Whether you’re planning on grabbing lunch at the airport or packing something from home, make sure you’re thinking about the toxins that could leach into food via the container. Plastic containers are probably the biggest culprits.

Avoid putting your food in plastic containers that could contain problematic components, like polyethylene terephthalate (PET) or polyvinyl chloride (PVC). These plastics are made from toxic chemicals that you should never consume. Some even contain lead! Try paper instead.

4) And Aluminum, Too

You might think that you’re safe if you use metal containers as opposed to plastic, but even these can cause issues, depending on the type of metal. If you pack your meals in stainless steel, you shouldn’t encounter any problems, but avoid any aluminum, especially if it bears a #7.

This means it contains bisphenol A (BPA), an element that, in recent years, has been discovered to have potential carcinogenic effects. Avoid aluminum cans when you purchase drinks at the airport, too, in order to steer clear.

5) Buy a BPA-Free Water Bottle

BPA isn’t solely found in metal containers. You might also find that your reusable water bottle contains BPA, as well. Although most companies have long since removed BPA from their water bottles due to the health concerns, double-check that yours is BPA-free.

Even BPA-free water bottles can still contaminate your water with other harmful plastic toxins, so if at all possible, opt for glass water bottles instead. This way, you’ll know you and your family is only drinking pure, toxin-free water while you travel.
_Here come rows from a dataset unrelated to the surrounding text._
PR #638, opened 2026-06-06
#596 Recognize legacy MAP_KEY_VALUE-only annotation as a map

### LINKED ISSUE #596: Confirm legacy MAP_KEY_VALUE-only annotation reads correctly
Surfaced by the spec conformance audit (#565), "Decisions for the maintainer".

## Gap

Parquet's MAP encoding has a legacy form in which the *inner* repeated group carries the converted-type annotation `MAP_KEY_VALUE` (in addition to, or instead of, `MAP` on the outer group). Modern writers annotate only the outer group as `MAP`. Older parquet-mr / Hive / Impala files may emit `MAP_KEY_VALUE` on the inner group with no annotation on the outer.

The conformance audit could not determine whether Hardwood reads this case correctly because **no fixture exercises it**. The code path may already work, may degrade gracefully to a list-of-structs view, or may misclassify.

## Acceptance

- Add (or locate in the `parquet-testing` corpus) a fixture where a MAP column is annotated `MAP_KEY_VALUE` on the inner group and **not** annotated `MAP` on the outer group.
- Test asserts `getColumn(...).logicalType()` reports `MapType`, `rowReader.getMap(name)` returns a `PqMap` with the expected key/value entries, and `SchemaNode.GroupNode.isMap()` returns `true`.
- If reads currently fail, fix to honour the legacy annotation. If reads already work, the test pins the behaviour against future regression.

iifawzi:
Fixes #596.

## Problem

Parquet's MAP encoding has a legacy form in which only the inner repeated `key_value` group carries the `MAP_KEY_VALUE` converted type, with **no** `MAP` annotation on the outer group. Older parquet-mr / Hive / Impala writers emit this form.

Hardwood keyed map recognition entirely off the outer group's `MAP` / `MapType` annotation, so these files fell through to a struct view: `getColumn(...).logicalType()` reported no `MapType`, `SchemaNode.GroupNode.isMap()` returned `false`, and `rowReader.getMap(...)` failed. No fixture exercised the case, so the gap was invisible.

## Fix

`FileSchema` now synthesizes a `LogicalType.MapType` on the outer group when its sole child is a `REPEATED` group carrying `MAP_KEY_VALUE`. Because every map-detection site (the reader's `TopLevelFieldMap` / `PqListImpl` / `NestedLevelComputer`, plus the CLI `schema`/`convert`/`dive` commands) consults `isMap()` / `logicalType()`, the legacy form is now handled identically to a MAP-annotated group with no scattered changes. The inner `key_value` group (two children) is never itself mistaken for a map.

## Tests & fixtures

- New hand-crafted fixture `map_annotation_legacy_key_value_test.parquet` (outer group unannotated, inner `key_value` group = `MAP_KEY_VALUE`), generated via a new `annotate_map_as_legacy_key_value` helper in `parquet_annotators.py` (PyArrow 24 emits neither annotation on the inner group).
- `MapLogicalTypeRecognitionTest` now runs all assertions across the legacy variant alongside `both annotations` and `modern-only`, and adds a read test asserting `getMap("attrs")` returns the expected `a→1, b→2` entries plus the null row.

## Docs

`docs/content/reference/accessors.md` documents that the legacy MAP encoding is recognized.


iifawzi:
Quick wins

gunnarmorling (approved):

gunnarmorling:
Rebased and applied; thanks a lot, @iifawzi!

PR #652, opened 2026-06-08
#645 Provide clearer error message when opening a non-existent file

### LINKED ISSUE #645: Provide clearer error message when opening a non-existent file
When opening a non-existent file with the CLI, we just say "Error reading file: <path>"; so it's not clear whether that file actually couldn't be parsed or whether it doesn't exist. We should raise a clearer error message if it's the latter. Noticed with the CLI, might affect core too, though.

yashpriyadarshan:
Fix #645 — Provide clearer error message when opening a non-existent file

Added a Files.exists() check in FileMixin.toInputFile() to proactively throw a clear "File not found" ParameterException across all CLI commands.
Updated the local *CommandTest.java files to assert this new error message.

## Checklist

- [x] The commit message is prefixed with the issue key ("#645 ")

### DIFF
--- a/cli/src/test/java/dev/hardwood/cli/command/ConvertCommandContract.java
+++ b/cli/src/test/java/dev/hardwood/cli/command/ConvertCommandContract.java
@@ -111,6 +111,8 @@ interface ConvertCommandContract {
     default void failsOnNonexistentFile() {
         Cli.Result result = Cli.launch("convert", "-f", nonexistentFile(), "--format", "csv");
 
+        assertThat(result.errorOutput()).contains("File not found");
+        assertThat(result.errorOutput()).contains(nonexistentFile());
         assertThat(result.exitCode()).isNotZero();
     }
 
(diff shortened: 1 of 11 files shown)


cli/src/main/java/dev/hardwood/cli/command/FileMixin.java
```diff
@@ -64,7 +64,12 @@ InputFile toInputFile(RangeBacking rangeBacking) {
                 return null;
             }
         }
-        return InputFile.of(Path.of(file));
+        Path localPath = Path.of(file);
+        if (!Files.exists(localPath)) {
```
gunnarmorling: Instead of solving this here in the CLI module, it may be better to move this logic to the `InputFile` implementations. This would then make sure a meaningful message is then also raised for library users (if not the case yet), and it would address files on S3 too (see _s3_ module).

gunnarmorling (commented):
Thanks a lot, @yashpriyadarshan! One comment inline.

gunnarmorling:
Hey @yashpriyadarshan, are you still planning to follow up on this one?

yashpriyadarshan:
Hey @gunnarmorling, sorry for the delay. I was busy with my university exams and completely forgot to follow up on this. Thanks for the reminder. I'll work on it and update the PR soon.

gunnarmorling:
No worries at all, just wanted to check in. All the best for your exams!

yashpriyadarshan:
Hey @gunnarmorling, I've updated the PR and moved the validation logic to the `InputFile` implementations. Let me know if this looks good to you.

PR #666, opened 2026-06-13
#657 Handle Parquet MAPs without a value field (key-only)

### LINKED ISSUE #657: MAP without a value field (key-only key_value) throws IndexOutOfBoundsException
## Summary

The Parquet [LogicalTypes spec](https://github.com/apache/parquet-format/blob/master/LogicalTypes.md#backward-compatibility-rules) permits a MAP whose `key_value` group has **no `value` field**:

> If the `value` field is not present, it can be represented as a map with all null values or as a set of keys.

Hardwood does not support this. The reader assumes the `key_value` group has exactly two children, so a key-only group fails with a raw `IndexOutOfBoundsException` rather than reading the data (as a key-set / all-null-values map) or rejecting it with a clear, file-attributed error.

## Where

- `TopLevelFieldMap.buildMapDesc` (`core/src/main/java/dev/hardwood/internal/reader/TopLevelFieldMap.java`) unconditionally reads `keyValueGroup.children().get(1)`.
- `SchemaNode.mapChild` (`core/src/main/java/dev/hardwood/schema/SchemaNode.java`) returns `null` when `children().size() != 2`, so `getMapValue()` cannot express "no value".

## Expected

Either surface a key-only MAP as a map with all-null values (spec option 1), or fail early with a clear, file-attributed error. A raw `IndexOutOfBoundsException` violates the fail-early / no-confusing-errors principle.

## Repro / test fixture

PyArrow always writes a `value` field, so a fixture must be hand-crafted via footer surgery (cf. `tools/parquet_annotators.py`): write a normal `map<int,int>`, then drop the `value` schema element and fix `path_in_schema`. A failing test should assert the chosen behavior (read-as-null-values, or a typed exception with the file name).

## Context

Found while auditing the LogicalTypes backward-compatibility rules during #656 (unannotated repeated fields). Gap 1 from that audit (the legacy two-level list-of-lists element rule) is fixed in the #656 branch; this is the remaining gap.

mohamedibrahim54:
The Parquet LogicalTypes spec permits MAP fields where the `key_value` group contains only a `key` field, representing a set of keys or a map with all-null values. Hardwood previously failed to read these files with an IndexOutOfBoundsException because it unconditionally expected two children.

This change:
- Updates SchemaNode to return null for mapChild when the value field is missing.
- Modifies TopLevelFieldMap and PqMapImpl to handle missing value projections safely (surfacing them as null).
- Updates NestedBatchIndex to return true for isElementNull when no projection column exists.
- Adds a new test fixture and MapKeyOnlyTest to verify end-to-end recognition and reading of key-only maps as spec-compliant null-valued maps.

closes #657

## Checklist

- [x] The commit message is prefixed with the issue key ("#657")


gunnarmorling:
Thanks a lot, @mohamedibrahim54! Pushed one more commit to do a few doc adjustments and expand test coverage. We're at the CR phase for 1.0 atm., but I think we're good to include this one, as it's a very targeted change, strictly improving a code path which would have thrown an exception before. Merging.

And given how hard it is to travel with children, you’ll be glad to have one less thing to consider when planning a family vacation

6) Get Some Fresh Air, Go Glamping

If you’re worried about encountering potentially toxic elements while you’re on vacation, there’s one place where they can’t reach you: out in the fresh, open air. So instead of staying in a hotel in the middle of a major city, head outside and try glamping.

What is glamping, exactly? It’s basically a watered-down version of camping for those who love nature, but hate roughing it. There’s no digging of latrines, fishing for food or sleeping in a mosquito-infested tent involved.

When you glamp, you skip the tent and stay in a fully equipped cabin, RV or even a tiny house. It usually involves running water and electricity, including a hot shower and maybe even a full kitchen. With these modern elements, you’ll have a much easier time kicking back and relaxing in Mother Nature. Since sprawling forests and open meadows are right at your door, you can hang outside as much as you like without sacrificing the comforts of home. Plus, toxins won’t be able to reach you deep in the woods!

 Do Your Due Diligence And You’ll Be Much Better Off!

With so many ways to combat toxins even when you’re on vacation, there’s no need to fret about the health effects of getting away for a week. As long as you think ahead and plan well, you’ll have no trouble avoiding the unhealthy aspects of travel. Simply do your due diligence when researching a destination, including air quality, and be as proactive as you can about packing food and drink for your day in the airport. The rest is up to the people who care for you over the course of your travels!